Operational Discharge Forecasting in Central Asia using Deep Learning

Accurate short-term streamflow forecasts are critical for water resources management, hydropower operations, and early warning of hydrological hazards. This need is particularly pronounced in Central Asia, where water is predominantly stored as seasonal snow and glacier ice in the high mountain region and released during the warm season, sustaining extensive irrigated agriculture and hydropower production in the region.  

The Swiss Agency for Development and Cooperation supports the strengthening of the operational hydrological forecasting capabilities of National Hydrometeorological Services across Kazakhstan, Kyrgyzstan, Tajikistan, Turkmenistan, and Uzbekistan (SAPPHIRE Central Asia project). SAPPHIRE co-designs, develops, and deploys operationally open-source forecasting tools that integrate existing and machine-learning-based forecasting methods in these organizations. 

As part of this work, we evaluate the performance of three state-of-the-art time-series forecasting architectures—the Temporal Fusion Transformer (TFT), the Time-Series Dense Encoder (TiDE), and the Time-Series Mixer (TSMixer)—for operational 10-day-ahead streamflow prediction across more than 100 gauges in Kazakhstan, Kyrgyzstan, and Tajikistan. 

The models are trained jointly across all basins within each country to enhance spatiotemporal generalization. Probabilistic forecasts are produced using a quantile loss function, thereby representing aleatoric uncertainty.
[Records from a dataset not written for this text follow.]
PR #936, opened 2023-11-10
Animal Manager Refactor m2

JoeWaddell:
Here we're removing deprecated methods, implementing yet-unused methods, and have added a couple new methods. 

Important note: deprecated the use of the function `daily_animal_routine`, and instead call the class method `daily_updates` directly in `simulation_engine.py`. This necessitated some changes to tests.

Of particular note is some of the cleanup in the daily_updates method, specifically the new `collect_manure_excretions_output_data` method.

Also note that all calls to output manager will be handled differently in: https://github.com/RuminantFarmSystems/MASM/pull/947

Between this and #947, `daily_udpates` should be greatly streamlined.

This PR is meant to accomplish outlined objectives for Milestone 2 in the following AnimalManager Refactor Design Doc: https://docs.google.com/document/d/16j-8ylEl-jZ4ZP2fW5djm_R_ROIRlFN3DhckbH0Wkuw/edit?usp=sharing


RUFAS/routines/animal/animal_manager.py
```diff
@@ -1780,6 +1555,16 @@ def _add_animal_to_pen_and_id_map(
         )
         self.animal_to_pen_id_map[animal.id] = pen_with_min_stocking_density.id
 
+    def collect_manure_excretions_output_data(self, pen: Pen, feed: Feed, manure_excretions_output_data: Dict):
+        pen.classes_in_pen = self._get_classes_in_pen(pen)
```
ancheypeng: Is there a reason why the values of `classes_in_pen` and the return value of `_get_classes_in_pen` aren't the same? It's a bit confusing to set the value of an attribute to the return value of the getter function of the same name.

tests/animal_module_tests/test_animal_allocation.py
```diff
@@ -540,3 +543,24 @@ def test_allocate_animals_to_pens(mocker: MockerFixture) -> None:
...
+        config=mocker.MagicMock(),
+        feed=mocker.MagicMock(),
+        weather=mocker.MagicMock(),
+        time=mocker.MagicMock(),
+        )
+    # act
+    animal_manager.set_animal_grouping_scenario(scenario)
+
+    # assert
+    animal_manager.ANIMAL_GROUPING_SCENARIO = scenario
```
ancheypeng: is this supposed to be an assertion?

ltp23 (approved):
The code looks good to me! It's good that we are removing the dangling daily-animal-routine method. I think we also want to remove the State class at some point too.

RUFAS/routines/animal/animal_manager.py
ltp23: So there isn't an exact 1:1 matching between animal classes and animal types (e.g., Cow class objects can be classified as DryCow or LacCow types). When we want to update the `classes_in_pen` field, we would need to re-evaluate the animals in the pen. We can change the name `get` to something else so it doesn't sound like a normal, simple getter.

ancheypeng: Got it! I think changing the name of the function would be helpful

tests/animal_module_tests/test_animal_allocation.py
JoeWaddell: Haha yes that should be...updating now!

RUFAS/routines/animal/animal_manager.py
JoeWaddell: Good series of comments here: how does 'determine' look here?

ancheypeng (approved):
Looks good!

YijingGong (approved):
The code cleaning looks good to me! Also tried to run Rufas with some additional pens, and it works.

Issue #938, opened 2023-11-11
MetadataPaths class is misleading


PooyaHekmati:
The class `MetadataPaths` in the scenario manager only contains one path but both the name and the docstring suggest that it can have multiple. Fix the name and docstring.

Issue #940, opened 2023-11-11
Code repetition in main.py


PooyaHekmati:
the line `for metadata_file in metadata_files:` is repeated twice in main.py; while there is only one needed. Fix this issue by moving this for-loop to `run_rufas`. In other words, `run_validation` and `execute_simulations` should accept only one metadata.

PR #942, opened 2023-11-12
Supercharge RuFaS: Now with Turbo-Charged Parallel Processing! 🚀

PooyaHekmati:
Get ready for a significant speed boost in RuFaS! This PR introduces parallel processing, transforming our simulation and validation process from a single-file marathon to a multi-core sprint. Imagine a team of relay runners instead of a solo marathon runner - that's the kind of efficiency we're talking about!

**Personal Benchmark Achievement**:
On my laptop, which is armed with 16 CPU cores, I observed a dramatic drop in processing time. Running 6 metadata files took 48 seconds before, but now, it's 18 seconds! And the best part? Increasing the metadata files up to 16 doesn’t extend this time. It's like having a sports car that goes faster without burning extra fuel!

**Key Changes:**

1. **Parallel Processing Implementation**:
   - Embraced `multiprocessing` for `execute_simulation` and `run_validation`. This means handling multiple metadata files is now more like a symphony with each musician (read: CPU core) playing their part in harmony.
   - Adopted tuple packing for argument handling, ensuring smooth compatibility with `multiprocessing`'s `imap_unordered` method.

2. **Refinement and Issue Resolution**:

   - Polished argument parsing in `main()` for enhanced clarity. `store_false` actions for boolean flags are now in place, making command-line interactions more intuitive.
   - Addressed and resolved Issue #938 and Issue #940.
   - Fixed a missing link in `run_validation` where `output_manager.set_metadata_prefix(metadata_file["prefix"])` was missed.

**A Thought to Ponder**:
Considering the benefits, should we introduce a GNU arg to allow users the choice of enabling or disabling parallel processing? I’m keen to hear your perspectives on this.

**Testing and Feedback**:
I've tested these changes thoroughly on my end, and the results are promising. However, I invite you all to give it a go and share any insights, observations, or potential oversights.

Looking forward to your valuable feedback as we shift RuFaS into high gear!


JoeWaddell:
Realized I had commented on Slack, but not here: I tested this on multiple machines, and it worked flawlessly.

>  Considering the benefits, should we introduce a GNU arg to allow users the choice of enabling or disabling parallel processing? I’m keen to hear your perspectives on this.

I think this would be good for A) cases in which someone has a unique hardware setup that conflicts with this, and B) cases in which we may want to use a different type of parallel processing (e.g. another Python module).

These two reasons are pure speculation, but do you anticipate that this would continue to work on machines with e.g. 128 cores?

Model skill is assessed against observed discharge and benchmarked against periodic linear regression models for both 5-day and 10-day averaged forecasts. 
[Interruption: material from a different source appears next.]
Issue #894, opened 2023-11-01
Separate OutputManager test from test_misc


PooyaHekmati:
The test cases for the output manager are currently in test_misc.py. Extract these test cases and put them in test_output_manager.py.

Results indicate that all three deep learning models consistently outperform the existing benchmark approaches, with particularly pronounced improvements at the  
10-day forecast horizon. For example, in Kyrgyzstan and Tajikistan, mean absolute errors get reduced by 30% - 37%. The auto-regressive information from past discharge emerges as the most influential predictor, underscoring its central role in snow- and glacier-melt-dominated runoff regimes of high-mountain Central Asia. 

These advances directly strengthen the forecasting capacity of the Central Asian Hydrometeorological Services and improve the quality of information available to their diverse user base—including national water management authorities responsible for irrigation allocation, hydropower operators optimizing reservoir releases, agencies managing climate-sensitive infrastructure such as roads and airports, and transboundary water management institutions like the Interstate Commission for Water Coordination (ICWC). By demonstrating the operational viability of modern deep learning approaches within existing institutional frameworks, this work contributes to more reliable and actionable hydrological information across one of the world's most water-stressed transboundary regions.